Assigned task: Your task is to transcribe the entries below exactly, beginning with the line containing "logic as TNS." and ending with the final line, and to add nothing else.

Record set:
PR #5507, opened 2025-03-14
Publish photometry to hermes

antoine-le-calloch:
- [x] Implementing an handler to publish photometry from an object to Hermes kafka topics.
- [x]  Allow user to publish data to Hermes from source page using the same logic as TNS.


skyportal/handlers/api/tns/bulk_tns.py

Reply:
- [x]  Allow user to publish data to Hermes from source page using the same logic as TNS.


skyportal/handlers/api/tns/bulk_tns.py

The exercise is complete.